(Beginning of Task data)

Issue #247, opened 2024-09-26
get the zarr dataset size with iohub info verbose


edyoshikun:
Request:
`iohub info -v /test.zarr` 

should output in the summary the size of the dataset in GB. 
output:
```
Reading file:    test.zarr
Zarr hierarchy:
/
 └── plate
     └── 0
         ├── 0
            └── 0 (1, 6, 97, 2048, 2048) float32
=== Summary ===
Format:                  omezarr v0.4
Axes:                    T (time); C (channel); Z (space); Y (space); X (space); 
Channel names:           ['Phase3D', 'Deconvolved-Mem', 'Deconvolved-Nuc', 'BF', 'TRITC - 554~595', 'Cy5 - 635~730']
Row names:               ['plate']
Column names:            ['0']
Wells:                   1
Positions:               12
Total Size[GB]:  ((position_shape)*num_positions*dtype_bytes)/1e-9
```

ziw-liu:
Still partially pending due to https://github.com/czbiohub-sf/iohub/pull/248#issuecomment-2460540357.

PR #248, opened 2024-09-26
Add decompressed OME-Zarr dataset size to iohub info

edyoshikun:
This addresses issue #247 by adding the store size and array size in GB. This is useful and simple metadata. 

I wanted to know how much memory to request for caching datasets.

### DIFF
--- a/iohub/reader.py
+++ b/iohub/reader.py
@@ -262,11 +262,15 @@ def print_info(path: StrOrBytesPath, verbose=False):
                 print("Zarr hierarchy:")
                 reader.print_tree()
                 positions = list(reader.positions())
+                total_GB = len(positions) * (positions[0][1][0].nbytes) / 1e9
                 msgs.append(f"Positions:\t\t {len(positions)}")
                 msgs.append(f"Chunk size:\t\t {positions[0][1][0].chunks}")
+                msgs.append(f"Store Size [GB]:\t\t {total_GB:.2f}")
         else:
+            total_GB = reader["0"].nbytes / 1e9
             msgs.append(f"(Z, Y, X) scale (um):\t {tuple(reader.scale[2:])}")
             msgs.append(f"Chunk size:\t\t {reader['0'].chunks}")
+            msgs.append(f"Size [GB]:\t\t {total_GB:.2f}")
         if verbose:
             msgs.extend(
                 [
--- a/iohub/reader.py
+++ b/iohub/reader.py
@@ -262,34 +262,22 @@ def print_info(path: StrOrBytesPath, verbose=False):
                 print("Zarr hierarchy:")
                 reader.print_tree()
                 positions = list(reader.positions())
-                total_bytes_uncompressed = len(positions) * (
-                    positions[0][1][0].nbytes
-                )
-                total_bytes_compressed = len(positions) * (
-                    positions[0][1][0].nbytes_stored
+                total_bytes_uncompressed = sum(
+                    p["0"].nbytes for _, p in positions
                 )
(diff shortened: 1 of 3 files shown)


ziw-liu:
Is this meant to represent the size of disk (compressed) or size in RAM (decompressed)?

edyoshikun:
I find it more use when it's decompressed rather than compressed. We can report both if needed. I think zarr.array does `nbytes_stored`. What do you guys think?

iohub/reader.py
```diff
@@ -262,11 +262,15 @@ def print_info(path: StrOrBytesPath, verbose=False):
                 print("Zarr hierarchy:")
                 reader.print_tree()
                 positions = list(reader.positions())
+                total_GB = len(positions) * (positions[0][1][0].nbytes) / 1e9
                 msgs.append(f"Positions:\t\t {len(positions)}")
                 msgs.append(f"Chunk size:\t\t {positions[0][1][0].chunks}")
+                msgs.append(f"Store Size [GB]:\t\t {total_GB:.2f}")
```
talonchandler, line 268: Possibly "Uncompressed size (GB)"?

talonchandler (commented):
I think the uncompressed size if the most valuable. 

The reported size is the expected size, not the true size (e.g. it hasn't been filled yet or there was an error). Naming is tricky---maybe "Expected uncompressed size (GB)",  "Est. size in RAM (GB)", or "Est. size (GB)"?

edyoshikun:
ended up adding `uncompressed size [GB]`

iohub/reader.py
```diff
@@ -262,11 +262,21 @@ def print_info(path: StrOrBytesPath, verbose=False):
                 print("Zarr hierarchy:")
                 reader.print_tree()
                 positions = list(reader.positions())
+                total_GB_uncompressed = (
+                    len(positions) * (positions[0][1][0].nbytes) / 1e9
```
ziw-liu, line 266: THis would be confusing if showing 0.0 GB for <100 MB. Maybe try to mimic the behavior of `du -h`?

ziw-liu: e.g. https://web.archive.org/web/20111010015624/http://blogmag.net/blog/read/38/Print_human_readable_file_size

ziw-liu: Zarr also does this: https://zarr.readthedocs.io/en/v2.18.3/_autoapi/zarr.core.Array.html#zarr.core.Array.info

```
import zarr
z = zarr.zeros(1000000, chunks=100000, dtype='i4')
z.info
Type               : zarr.core.Array
Data type          : int32
Shape              : (1000000,)
Chunk shape        : (100000,)
Order              : C
Read-only          : False
Compressor         : Blosc(cname='lz4', clevel=5, shuffle=SHUFFLE, blocksize=0)
Store type         : zarr.storage.KVStore
No. bytes          : 4000000 (3.8M)
No. bytes stored   : 320
Storage ratio      : 12500.0
Chunks initialized : 0/10
```

ziw-liu:
Need to add a test case before merging.

ziw-liu:
Due to upstream issue https://github.com/zarr-developers/zarr-python/issues/2174, `nbytes_stored` will be wrong for OME-Zarr. I think we should just remove this field since the zarr devs are probably not focusing on v2 bugs now.

ziw-liu:
For example this compression ratio is clearly wrong:

```
No. bytes:               88473600 [84.4 MiB]
No. bytes stored:        419 [419 B]
```

ziw-liu (approved):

(End of Task data)

The expected result is every line above containing the string "wrong".

Due to upstream issue https://github.com/zarr-developers/zarr-python/issues/2174, `nbytes_stored` will be wrong for OME-Zarr. I think we should just remove this field since the zarr devs are probably not focusing on v2 bugs now.
For example this compression ratio is clearly wrong:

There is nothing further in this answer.